Lamentations 5:11–13 (KJV)
“They ravished the women in Zion, and the maids in the cities of Judah. Princes are hanged up by their hand: the faces of elders were not honoured. They took the young men to grind, and the children fell under the wood.”
This passage mourns the violent humiliation and abuse of both men and women in the time of Judah’s destruction. The word “ravished” refers to rape and sexual abuse, and “took the young men to grind” is understood by many biblical scholars to imply forced labor and sexual humiliation.
Isaiah 3:9 (KJV)
“The shew of their countenance doth witness against them; and they declare their sin as Sodom, they hide it not. Woe unto their soul! for they have rewarded evil unto themselves.”
While originally a rebuke to the people of Judah, this verse indicts all who, like the men of Sodom, openly commit abominable acts—such as sexual assault or humiliation—and refuse to repent. It reflects God’s judgment against those who violate others.

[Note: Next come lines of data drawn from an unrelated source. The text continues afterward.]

PR #370, opened 2016-05-12
Recommend args

leo:
I've recently spent some time on creating a smaller yet powerful [alternative](https://github.com/leo/args) to commander. If you ask me, it's a better way to build CLIs. If you think like that as well, I would be very happy if it could be added to the recommendations... :blush:

Oh. And I've also suggested inquirer in the description of course (when it comes to user input)!

### DIFF
--- a/README.md
+++ b/README.md
@@ -19,7 +19,7 @@ A collection of common interactive command line user interfaces.
 - *validating* answers
 - managing *hierarchical prompts*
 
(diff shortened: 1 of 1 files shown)


SBoudrias:
Happy to add it. I like the interface.

leo:
@SBoudrias Yey! Thank you.

PR #372, opened 2016-05-20
Add missing options to question type description

sirreal:
The description of possible question `type` did not include

* `expand`
* `checkbox`

Add these options (which are present in the `type` detail section).


SBoudrias:
Thanks!

PR #376, opened 2016-05-29
fix #373

### LINKED ISSUE #373: Confusing exception when using expand, if the value does not match up with the key.
I had an existing prompt config:

```code
{
        name: 'isTeamGame',
        message: 'Does the game have teams?',
        type: 'expand',
        choices:  [
          {
            key: 'y',
            name: 'yes, the game has teams',
            value: true
          },
          {
            key: 'n',
            name: 'no, the game does not have teams',
            value: false
          }
        ]
 }
```

This worked fine, until I upgrade to the latest version of Inquirer.  When "n" was selected, I get the confusing error:

TypeError: Cannot read property 'short' of undefined
    at Prompt.onSubmit (/usr/local/lib/node_modules/yo/node_modules/yeoman-environment/node_modules/inquirer/lib/prompts/expand.js:164:23)

It's due to this line of code:
```javascript
  var choice = this.opt.choices.where({value: state.value})[0];
```

There should be a more descriptive error message, like:
"Error: value 'n' does not exist in list of choices (true, false)"

akatsukle:
This patch aims to fix [#373](https://github.com/SBoudrias/Inquirer.js/issues/373).
It checks whether the attribute `value` is really a string, and throw an error if needed.

Updated : it now allows the value to be a String, a Boolean or a Integer. (Nb, it would probably be good to also support Objects)

### DIFF
--- a/lib/prompts/expand.js
+++ b/lib/prompts/expand.js
@@ -193,17 +193,11 @@ Prompt.prototype.onKeypress = function () {
 
 Prompt.prototype.validateChoices = function (choices) {
   var formatError;
-  var typeError;
   var errors = [];
   var keymap = {};
   choices.filter(Separator.exclude).forEach(function (choice) {
     if (!choice.key || choice.key.length !== 1) {
       formatError = true;
-    }
-    if (choice.value !== undefined) {
-      if (typeof choice.value !== 'string' && typeof choice.value !== 'boolean' && typeof choice.value !== 'number') {
-        typeError = true;
-      }
     }
     if (keymap[choice.key]) {
       errors.push(choice.key);
@@ -214,9 +208,6 @@ Prompt.prototype.validateChoices = function (choices) {
 
   if (formatError) {
     throw new Error('Format error: `key` param must be a single letter and is required.');
-  }
-  if (typeError) {
-    throw new Error('Type error: `value` param must be a string, a number or a boolean.');
   }
   if (keymap.h) {
     throw new Error('Reserved key error: `key` param cannot be `h` - this value is reserved.');
--- a/lib/prompts/expand.js
+++ b/lib/prompts/expand.js
@@ -190,11 +190,17 @@ Prompt.prototype.onKeypress = function () {
 
 Prompt.prototype.validateChoices = function (choices) {
   var formatError;
+  var typeError;
   var errors = [];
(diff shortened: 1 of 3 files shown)


lib/prompts/expand.js
```diff
@@ -115,7 +115,10 @@ Prompt.prototype.getCurrentValue = function (input) {
     return null;
   }
 
-  return selected.value || selected.name;
+  if (selected.value === undefined) {
```
SBoudrias: Why change this line? The new code does the same thing in 4 lines instead of one.

SBoudrias:
How about we just check the result of the value lookup in the `where()` and if we get no value, then we throw an helpful error message. That'd be better than a bunch of type checkings that doesn't actually fix the issue.

lib/prompts/expand.js
SBoudrias: Re-reading the issue, this section here actually is the only bug.

It'll ignore falsy value. As so, that's actually the only fix we need.

akatsukle:
Yes the fix that actually distinct between false and falsy (like undefined) is actually enough for the bug.
However, how should values like `undefined` or `null` be treated?
`choices:  [ {key: 'n', name: 'no, the game does not have teams', value: false}, {key: 'y', name: 'yes, the game have teams', value: undefined}]` produces the same error than in #373 (TypeError: Cannot read property 'short' of undefined)
`choices:  [ {key: 'n', name: 'no, the game does not have teams', value: false}, {key: 'y', name: 'yes, the game have teams', value: null}]` does not allow me to select 'y'.
If the decision if to forbid the usage of these values, then it should be specified in the API, and the error should be handled correctly. 
Otherwise, they should be returned correctly.
Maybe I can treat these cases in another pull request?

akatsukle:
`Bad response:422 {"message":"Couldn't find a repository matching this job.","error":true}` did I broke something?
Sorry about the coverage decrease, I don't get which line does not get covered :/.

SBoudrias:
I ran some tests and fixed the bug in this commit https://github.com/SBoudrias/Inquirer.js/commit/8a49df659d54ada610c8437c89a02f3f1572ecd5

Thanks for sending this out!

akatsukle:
Thanks, awesome :+1:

Conclusion and Theological Reflections
The atrocity of buck-breaking is not merely a historical footnote—it is a wound in the collective memory of the African diaspora. Understanding it is crucial to unpack the complex intersection of race, sexuality, power, and trauma. For believers, it is also a call to lament, to pursue justice, and to reclaim dignity lost through centuries of dehumanization. Scripture reminds us that every person is made in the image of God (Genesis 1:27), and that the destruction of one’s dignity—especially through acts of sexual violence—is an affront to the Creator Himself. Deliverance from such trauma involves truth-telling, communal healing, and a return to a biblical vision of wholeness, where no one’s humanity is reduced to their body, race, or utility.